Net U.S. crude imports fell last week by 66,000 bpd, the EIA said.

Oil Gains Capped as Demand Worries Re-Emerge, Crews Return to U.S. Gulf Rigs

WTI and Brent crude oil prices are being capped on Thursday as U.S. producers in the Gulf of Mexico prepared to resume output following Hurricane Sally, and on concerns that the coronavirus pandemic was showing few signs of slowing.

Daily Forecast

As producers prepare to resume production in the Gulf of Mexico, WTI and Brent crude oil prices are being capped and beginning to retreat from yesterday’s price spike.

Meanwhile, others had a different opinion on the EIA report. “It was a bearish report, particularly as we continue to stare down demand issues,” said John Kilduff, Partner at Again Capital in New York. “The dropoff in diesel demand is disturbing because truck demand had been a bright spot.”

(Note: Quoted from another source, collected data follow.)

PR #274, opened 2020-08-27
Adds SignupReferralsBlock

aaronschachter:
### What's this PR do?

This pull request adds support for a new `SignupReferralsBlock` content type in Phoenix, to be used for embedding within action pages via https://github.com/DoSomething/phoenix-next/pull/2343.

👀 

I'll open a PR in Phoenix with the corresponding Contentful migration for the new `signupReferralsBlock` content type.

### Relevant tickets

References [Pivotal #174263179](https://www.pivotaltracker.com/story/show/174263179).

### Checklist

### DIFF
--- a/src/schema/contentful/phoenix.js
+++ b/src/schema/contentful/phoenix.js
@@ -717,6 +717,13 @@ const typeDefs = gql`
     ${entryFields}
   }
 
+  type SignupReferralsBlock implements Block {
+    "The user-facing title for this signup referrals block."
+    title: String
+    ${blockFields}
+    ${entryFields}
+  }
+
   type VoterRegistrationBlock implements Block {
     "The user-facing title for this voter registration block."
     title: String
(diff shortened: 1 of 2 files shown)


src/schema/contentful/phoenix.js
```diff
@@ -717,6 +717,13 @@ const typeDefs = gql`
     ${entryFields}
   }
 
+  type SignupReferralsBlock implements Block {
+    "The user-facing title for this signup referrals block."
```
mendelB, line 721: This has nothing to do with anything since you're following-by-example here, but I've always wondered why we couldn't get away with not describing the block name for each field description e.g. just 
`The user-facing title.` since this is implicitly tied to the parent block... (same for the other fields). But I also could be missing something! And this is also out of scope.

aaronschachter: Yeah, makes sense. I'll keep this here for consistency, but makes sense to me to use less words.

PR #275, opened 2020-09-01
Adds Airtable service and LocationVotingInformation type 

aaronschachter:
### What's this PR do?

This pull request adds Airtable to our services config, as well as a new `airtable.js` file to the repositories, resolvers, and schema directories to provide a new `LocationVotingInformation` type.

The `LocationVotingInformation` type corresponds to a record in the "Location GOTV Information" table, which exists in the "PROGRAM: Voter Registration 2020" base. Each record contains various voting deadlines for a U.S state that we want to use as tags within Gambit messages, so we'll be able to send dynamic messages like:

> Hi, {{user.firstName}}! Early voting in {{user.addrState}} starts on {{user.earlyVotingStarts}} and ends on {{user.earlyVotingEnds}}. 

 Example query:
```
{
  locationVotingInformation(location:"US-CA") {
    location
    earlyVotingStarts
    earlyVotingEnds
    voterRegistrationDeadline
    absenteeBallotRequestDeadline
    absenteeBallotReturnDeadline
    absenteeBallotReturnDeadlineType
  }
}
```

Example response:
```
{
  "data": {
    "locationVotingInformation": {
      "location": "US-CA",
      "earlyVotingStarts": "8/30",
      "earlyVotingEnds": "9/3",
      "voterRegistrationDeadline": "10/23",
      "absenteeBallotRequestDeadline": "10/14",
      "absenteeBallotReturnDeadline": "10/18",
      "absenteeBallotReturnDeadlineType": "received by"
    }
  },
  ...
```

Do these field names make sense? We specifically wanted to use text fields instead of date fields to keep things very simple for both manual entry and code maintenance (not needing to worry about date format/conversion/timezone, etc)

* I'll need a refresher from @DFurnes on how to get the `AIRTABLE_API_KEY` set via Terraform. [Each individual Airtable account is given an API key](https://support.airtable.com/hc/en-us/articles/219046777-How-do-I-get-my-API-key-), I can't seem to find a company-wide key we can use. 

* Airtable limits API requests to 5 requests per second per base. To avoid hitting this rate limit (which we'd do when sending a Gambit broadcast), I figured it'd be wise to cache all records for our `Location GOTV Information` table, since we won't go over the page size of 100 for the first page of results.

### Relevant tickets

References [Pivotal #174179474](https://www.pivotaltracker.com/story/show/174179474).

### Checklist


src/schema/airtable.js
```diff
@@ -0,0 +1,46 @@
...
+    "The unique ID of this location voting information record."
+    id: String!
+    "The ISO-3166-2 location this voting information is for."
+    location: String!
+    "The deadline for voter registration, e.g. 10/31"
+    voterRegistrationDeadline: String
+    "The start date for early voting, e.g. 10/5"
+    earlyVotingStarts: String
+    "The end date for early voting, e.g. 10/20"
+    earlyVotingEnds: String
```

With U.S. energy company crews starting to return to offshore oil platforms in the Gulf of Mexico after Hurricane Sally halted operations for five days, it’s just a matter of days before output increases by nearly 500,000 barrels per day, another bearish factor.

Additionally, an OPEC+ technical panel warned that a rise in coronavirus cases in some countries may curb oil demand despite signs of economic recovery and initial indications of a decline in oil stocks, according to an internal document seen by Reuters.